# How do you set grey card WB in photoshop CS2?



## nikonusersince2007 (Dec 16, 2011)

I have a batch of pictures I want edited in Photoshop CS2 using a grey card picture taken at the time the images where captured do get the "true" WB.
I have opened pictures opened in CS2 as well as the image of the grey card.
I have clicked on the grey card image with the eye dropper tool.
NOW what?  How do I apply this WB to my images?

Thanks!


----------



## 480sparky (Dec 16, 2011)

I'm sure there's some function that allows you to copy that setting over to all the other images.


----------



## Rephargotohp (Dec 16, 2011)

You can't because  ACR  (Adobe Camera Raw) in CS2 does not have an Eyedropper tool in the white balance section, You could only do a batch with either color temperture of presets. To do what you want to do you need either Lighytroom or a later vesrion  of Phtoshop


----------



## Big Mike (Dec 16, 2011)

Do you have Bridge? (or is that something newer than CS2?)

Setting the White Balance is not something you do, actually in Photoshop....because you set the WB on a RAW file, and you don't actually open RAW files in Photoshop.  When you open a RAW file in Photoshop, it opens up a sub program called Adobe Camera Raw.  It is in that program that you should have an eye dropper for setting the white balance.  

Once you have that white balance set, you should be able to apply that to other Raw files with a batch process or something like that.


----------



## GooniesNeverSayDie11 (Dec 16, 2011)

Step 1 - Upgrade to CS5

Step 2 - Open all images in ACR

Step 3 - Use eye dropper to click on gray card in image.


----------



## KmH (Dec 16, 2011)

Big Mike said:


> Do you have Bridge? (or is that something newer than CS2?)
> 
> .


The professional grade of Photoshop comes with 3 parts : Bridge - a browser, Camera Raw - a Raw converter/editor, and Photoshop.

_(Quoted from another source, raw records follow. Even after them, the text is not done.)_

PR #3076, opened 2025-07-23
fix: properly handle protocol URLs and file associations on Windows

bjnoel:
- Fix protocol registration to specify electron path and app path in development mode
- Add URL detection in second-instance handler to capture Windows command-line arguments
- Extract protocol URLs (opds://, thorium://, http://, https://) from argv array
- Improve OPDS feed title extraction using hostname or path segments
- Remove unnecessary initialization delay in OPDS URL processing

  This fixes two related issues on Windows:
  1. OPDS protocol URLs (opds://) not being imported when clicked in browsers
  2. LCPL files not opening when double-clicked while Thorium is running

  Both issues were caused by Windows command-line arguments not being properly
  passed to the second instance handler. The fix ensures argv is correctly
  processed for both protocol URLs and file paths.

  Fixes the issue where clicking opds:// links would open Thorium but fail to
  import the catalog. Also fixes the issue where double-clicking .lcpl files
  would focus Thorium but not open the file.

### DIFF
--- a/src/main/cli/lock.ts
+++ b/src/main/cli/lock.ts
@@ -80,6 +80,19 @@ export function lockInstance() {
             debug("Someone tried to run a second instance, we should focus our window", argv);
             debug("#####");
 
+            // On Windows, protocol URLs are passed as the last argument
+            // Look for opds:// or thorium:// URLs in the argv
+            let protocolUrl: string | undefined;
+            for (let i = argv.length - 1; i >= 0; i--) {
+                const arg = argv[i];
+                if (arg && (arg.startsWith("opds://") || arg.startsWith("thorium://") || 
+                           arg.startsWith("http://") || arg.startsWith("https://"))) {
+                    protocolUrl = arg;
+                    debug("Found protocol URL in argv:", protocolUrl);
+                    break;
+                }
+            }
+
             // Someone tried to run a second instance, we should focus our window.
             debug("comandLine", argv, _workingDir);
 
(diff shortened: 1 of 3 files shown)


danielweck:
very interesting, thank you for taking the time to troubleshoot and propose a PR.
we will look into this asap, we need to run tests on Mac and Linux to ensure no regressions.

danielweck:
Could you please merge `develop` into your branch, you will have conflicts but please simply adopt:

https://github.com/edrlab/thorium-reader/commit/39d736f56721ad1b391865b94b96c817e5d7d0d0

As you can see I copy/pasted your code, thank you very much! :)

bjnoel:
Hey @danielweck - I've force pushed a change to my branch to bring it up to date to develop.

Windows passes protocol URLs and file paths as command-line arguments to the second instance, but these were not being properly extracted from `argv`.

  **Fixed by:**
  - Detecting protocol URLs (`opds://`, `thorium://`, `http://`, `https://`) in the second-instance handler's argv
  - Routing detected URLs directly to `setOpenUrl()` instead of through the generic command-line entry point
  - Using protocol constants from `streamerProtocol.ts` instead of hardcoded strings

  **Additional improvements:**
  - Enhanced OPDS feed titles to show hostname instead of full URL
  - Improved debug logging for troubleshooting

  ## Testing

Today's CS5 (Bridge 4)/Lightroom 3 all use Adobe Camera Raw 6 (CS5 is Photoshop *12*)
CS4(Bridge 3)/Lightroom 2 use ACR 5 (Photoshop *11*)
CS3(Bridge 2)/Lightroom use ACR 4 (Photoshop *10*)
CS2(Bridge) uses ACR 3 (Photoshop *9*)
CS uses ACR 2 (Photoshop *8*)
Photoshop *7* was the first to have ACR.


----------



## nikonusersince2007 (Dec 16, 2011)

Side Question:  If I had a program capable of this would I have to ALWAYS shoot in RAW in order to adjust grey card WB or can I adjust grey card WB on an image captured in JPEG?


Rephargotohp said:


> You can't because ACR (Adobe Camera Raw) in CS2 does not have an Eyedropper tool in the white balance section, You could only do a batch with either color temperture of presets. To do what you want to do you need either Lighytroom or a later vesrion of Phtoshop


----------



## nikonusersince2007 (Dec 16, 2011)

Side Question: I have Bridge with CS2.  How do I select a number of photos at once (batch) to make changes to all photos at the same time instead of making the change individually? 





KmH said:


> Big Mike said:
> 
> 
> > Do you have Bridge? (or is that something newer than CS2?
> ...


----------



## 480sparky (Dec 16, 2011)

nikonusersince2007 said:


> Side Question:  If I had a program capable of this would I have to ALWAYS shoot in RAW in order to adjust grey card WB or can I adjust grey card WB on an image captured in JPEG?



Capture NX2 can batch process the white balance of jpegs.


----------



## Big Mike (Dec 16, 2011)

> Side Question: If I had a program capable of this would I have to ALWAYS shoot in RAW in order to adjust grey card WB or can I adjust grey card WB on an image captured in JPEG?


You can set the WB in-camera, before shooting, with a grey card or by other means.  

RAW vs JPEG....when you shoot RAW, the WB is not set yet.  It's recorded in the file, but it's not 'locked in'.  So you have the option to change it on your computer, before the Raw file is converted into an image.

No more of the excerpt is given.